MabThera has been approved in Europe for use in previously treated chronic lymphocytic leukaemia, which Roche says will offer new hope to patients.

The blockbuster drug was earlier this year recommended for use in previously untreated chronic lymphocytic leukaemia (CLL), and the new license will allow it to reach a new subset of patients that have failed to respond to other therapies.

Professor Tadeusz Robak of the university of Lodz in Poland, who was principal investigator for the latest REACH trial for the drug, said: "This approval will make MabThera plus chemotherapy the gold-standard therapy for people living with relapsed or refractory CLL."

He added: "Although all patients with CLL will unfortunately eventually relapse, treatment with MabThera significantly prolongs remission. This will help ease the burden of the cancer and enable patients to enjoy the relative freedom that comes with this relief from symptoms."

CLL is the most common type of leukaemia in adults, accounting for approximately 30-40% of all forms of leukaemia in Western countries. Overall incidence of CLL is around three per 100,000 and is 30% more common in men than women.
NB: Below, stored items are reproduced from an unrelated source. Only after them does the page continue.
PR #103, opened 2022-03-21
Add status search to /all endpoint

haroldrubio:
Search all jobs by status by providing a prefix of the desired status

### DIFF
--- a/expertise/service/expertise.py
+++ b/expertise/service/expertise.py
@@ -172,21 +172,19 @@ class ExpertiseService(object):
             status = config.status
             description = config.description
 
-            if search_status and not status.lower().startswith(search_status.lower()):
-                continue
-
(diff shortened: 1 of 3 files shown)


expertise/service/expertise.py
```diff
@@ -170,7 +171,10 @@ def get_expertise_all_status(self, user_id):
                 config = JobConfig.from_json(json.load(f))
             status = config.status
             description = config.description
-            
+
+            if search_status and not status.lower().startswith(search_status.lower()):
```
melisabok, line 175: Could you avoid the `continue` sentence?. 

```
if !search_status or status.lower().startswith(search_status.lower()):
    results['results'].append(...)
```

melisabok (approved):

PR #108, opened 2022-04-18
Embeddings Caching

purujitgoyal:


melisabok:
There are some tests failing here.

expertise/models/multifacet_recommender/specter.py
```diff
@@ -58,10 +61,13 @@ def __init__(self,
...
                  batch_size: int,
                  print_to_console: bool,
-                 has_dataset_reader: bool) -> None:
+                 has_dataset_reader: bool,
+                 store_redis: bool = False) -> None:
         super(_PredictManagerCustom, self).__init__(predictor, input_file, output_file, batch_size, print_to_console,
                                                     has_dataset_reader)
         self.total_size = int(sum([1 for _ in open(self._input_file)]) / self._batch_size)
+        self._store_redis = store_redis
+        self._redis_con = redisai.Client(host='localhost', port=6379, db=5)
```
melisabok, line 70: is it possible to pass the Redis client as a parameter in the constructor?

expertise/models/multifacet_recommender/specter.py
```diff
@@ -154,14 +177,15 @@ def set_archives_dataset(self, archives_dataset):
...
                 self.pub_note_id_to_abstract[publication['id']] = publication['content'].get('abstract', "")
-                if publication['id'] in output_dict:
-                    output_dict[publication['id']]["authors"].append(profile_id)
-                else:
-                    paper_ids_list.append(publication['id'])
-                    output_dict[publication['id']] = {"title": self.pub_note_id_to_title[publication['id']],
-                                                      "abstract": self.pub_note_id_to_abstract[publication['id']],
-                                                      "paper_id": publication["id"],
-                                                      "authors": [profile_id]}
+                if not self.redis.exists(publication['id']):
```
melisabok, line 180: what happens if the publication is in redis?

expertise/models/multifacet_recommender/specter.py
```diff
@@ -304,14 +329,34 @@ def load_emb_file(emb_file):
             print(len(bad_id_set))
             return emb_tensor, id_list, bad_id_set
 
-        with open(publications_path) as f_in:
-            print('Loading cached publications...')
-            paper_emb_train, train_id_list, train_bad_id_set = load_emb_file(f_in)
-            paper_num_train = len(train_id_list)
+        def load_from_redis():
+            paper_emb_size_default = 768
```
melisabok, line 333: what is `768` for?

expertise/models/multifacet_recommender/specter.py
```diff
@@ -304,14 +329,34 @@ def load_emb_file(emb_file):
...
+            id_list = self.pub_note_id_to_title.keys()
+            emb_list = []
+            bad_id_set = set()
+            con = redisai.Client(host='localhost', port=6379, db=5)
+            for paper_id in id_list:
+                try:
+                    paper_emb = con.tensorget(key=paper_id, as_numpy_mutable=True)
```
melisabok, line 340: why do you use tensorget to get the embeddings by a key that is a string?

expertise/models/multifacet_recommender/specter.py
```diff
@@ -304,14 +329,34 @@ def load_emb_file(emb_file):
...
+                    assert len(paper_emb) == paper_emb_size_default
+                    emb_list.append(paper_emb)
+                except Exception as e:
+                    bad_id_set.add(paper_id)
+
+            emb_tensor = torch.tensor(emb_list, device=torch.device('cpu'))
```
melisabok, line 346: why do you do this? it doesn't seem to be part of the previous code. Do you need this for caching?

expertise/utils/utils.py
```diff
@@ -510,6 +511,65 @@ def aggregate_by_group(config):
...
+            pub_dict = json.loads(pub_string)
+            archive_map[member_id].append(pub_dict.get('id', ''))
+    with open(f"{cache_dir}/archives.json", 'w') as f:
+        json.dump(archive_map, f)
+
+    # Copy work files - MFR is stored in the work_dir, SPECTER is stored in pub2vec
+    shutil.copytree(f"{work_dir}/mfr", f"{cache_dir}/work")
+    shutil.copy2(f"{pub_dir}/pub2vec.jsonl", f"{cache_dir}")
+    
+def from_cache(model_name, group_id, work_dir, pub_dir, dataset_dir):
```
melisabok, line 545: do you still need this? I thought that all the caching was going to happen through Redis. Why do you need to cache the files?

expertise/models/multifacet_recommender/specter.py
purujitgoyal: I believe so, but I'd like to keep this client here itself, as this is `RedisAI` client which will only be used by specter.

tests/test_expertise_service.py
```diff
@@ -472,7 +472,7 @@ def test_request_journal(self, openreview_context, celery_session_app, celery_se
                     },
                     "entityB": { 
                         'type': "Note",
-                        'id': 'KHnr1r7H'
+                        'id': '[KHnr1r7H]'
```
melisabok, line 475: I'm not sure why this is an array now.

expertise/models/multifacet_recommender/specter.py
purujitgoyal: Nothing, we don't need to calculate embedding for this paper in that case, and specter will get these embeddings when running the `all_scores` method.

expertise/models/multifacet_recommender/specter.py
purujitgoyal: It's the default embedding size that BERT returns.

expertise/models/multifacet_recommender/specter.py
purujitgoyal: It's there in the previous code as well. Check [`load_emb_file`](https://github.com/openreview/openreview-expertise/blob/a2a552a6e028e23fab81866bde29328fc46171db/expertise/models/multifacet_recommender/specter.py#L310)

expertise/utils/utils.py
purujitgoyal: They are not used anymore, will remove these.

expertise/models/multifacet_recommender/specter.py
melisabok: yes, I see that, but where do you decide how to load the embeddings? calling to either `load_from_redis` or `load_emb_file`?

purujitgoyal: [Here](https://github.com/openreview/openreview-expertise/blob/a2a552a6e028e23fab81866bde29328fc46171db/expertise/models/multifacet_recommender/specter.py#L354) when loading publications, `load_from_redis` is called, but when loading submissions, `load_emb_file` is called.

melisabok: I would prefer to have the caching logic in one single place. Is it possible to check this when the embedding is being computed?:

```
if cache.exists(publication.id):
     embeddings = cache.get(publication.id)
else:
     embeddings = compute_embeddings(publication.id)
     cache.set(publication.id, embeddings)
```

Maybe this is difficult to add giving the current implementation.

tests/test_expertise_service.py
purujitgoyal: I think I did it by mistake, that's why my tests are failing. Will fix this.

expertise/models/multifacet_recommender/specter.py
```diff
@@ -81,6 +87,22 @@ def run(self) -> None:
 
         if self._output_file is not None:
             self._output_file.close()
+        self._redis_con.close()
+
+    def _maybe_print_to_console_and_file(self,
```
melisabok, line 92: who's calling this function?

purujitgoyal: It's called by specter internally while calculating embeddings.

expertise/models/multifacet_recommender/specter.py
melisabok: Yes, but you can create the client outside of this object and then this is easier to test and you don't need to read from a configuration file here to know the redis connection args.

expertise/models/multifacet_recommender/specter.py
melisabok: I see, it is a function defined by specter.

expertise/models/multifacet_recommender/specter.py
purujitgoyal: yes, that can be done.

melisabok:
I had a call with Purujit and he explained to me the implementation. I understand now and I see the difficulties of the current integration with Specter that doesn't allow us the change to be in a single place. 

@carlosmondra @haroldrubio please take a look and leave your comments.

expertise/models/multifacet_recommender/specter.py
```diff
@@ -13,6 +13,9 @@
 import torch
 from tqdm import tqdm
 from typing import Optional
+import redisai
+import redis
```
carlosmondra, line 17: So we need both libraries for redisAI to work?

purujitgoyal: I think only `redisai` should suffice, will have to check.

carlosmondra (approved):
👍

.circleci/config.yml
```diff
@@ -5,7 +5,7 @@ jobs:
     working_directory: ~/openreview-expertise
     docker:
       - image: ubuntu:18.04
-      - image: circleci/redis:6.0.0
+      - image: redislabs/redisai
```
haroldrubio, line 8: Does this also start a regular instance of Redis/would there be an issue with keeping both images in CircleCI? I'm wondering because my Redis PR does not use redisai

expertise/service/__init__.py
```diff
@@ -73,3 +77,11 @@ def create_celery(app):
     )
 
     return celery
+
+
+def create_redis(app):
+    """
+    Initializes a redis connection pool
+    """
+    pool = redis.ConnectionPool(host='localhost', port=6379, db=5)
```
haroldrubio, line 86: I think we should store these in the Flask config so we know where all the hardcoded parameters are, here's how I did them in my PR: https://github.com/openreview/openreview-expertise/blob/cb52038ca6adff2430b0aec41945985457822e42/expertise/service/__init__.py#L83-L87

Will we need 2 connection pools since you chose to use db 5 and mine is currently on db 10?

expertise/utils/utils.py
```diff
@@ -1,5 +1,6 @@
 from __future__ import print_function, absolute_import, unicode_literals
 import codecs
+import shutil
```
haroldrubio, line 3: Looks like these changes are leftover from my original code, you can remove them to make the branch cleaner

.circleci/config.yml
purujitgoyal: Yes, `redisai` image launches regular instance of Redis as well, we don't need the circle ci redis.

haroldrubio:
Because the changes are at the model-level, it looks like this call is causing the command-line program to fail:
https://github.com/openreview/openreview-expertise/blob/b3f259fe64b05f99f4bd15c0ff6603fe0fc30b28/expertise/models/multifacet_recommender/specter.py#L183

I think we have 2 approaches here:
1. **Always Cache and Update Documentation**: This would have to be done for the *Running The Server* section anyway. But if we want to always cache, then we have to update the general installation instructions with how to run the RedisAI docker image - and that other users of this repo would have to be running this as well.
2. **Only Cache When Flagged**: We can add a new keyword to the expertise configuration files that flags the program to load/store cached embeddings so as to make sure that other users don't have to run this docker image. This flag would be hardcoded to true in the default `model_params` of the server.

melisabok:
Could you also add a test the calls to the expertise API twice with the same parameters and both outputs are the same?

haroldrubio (approved):

melisabok (approved):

MabThera is already a blockbuster product thanks to its use in non-Hodgkin's Lymphoma, and it has also been used to treat the autoimmune disease rheumatoid arthritis since 2006.

The drug, which gained NICE approval in the UK as a first-line treatment for CLL in July, helped Roche deliver a solid performance last year. This saw sales of the company's cancer portfolio, which also includes the blockbuster treatments Herceptin and Avastin, rise 15%.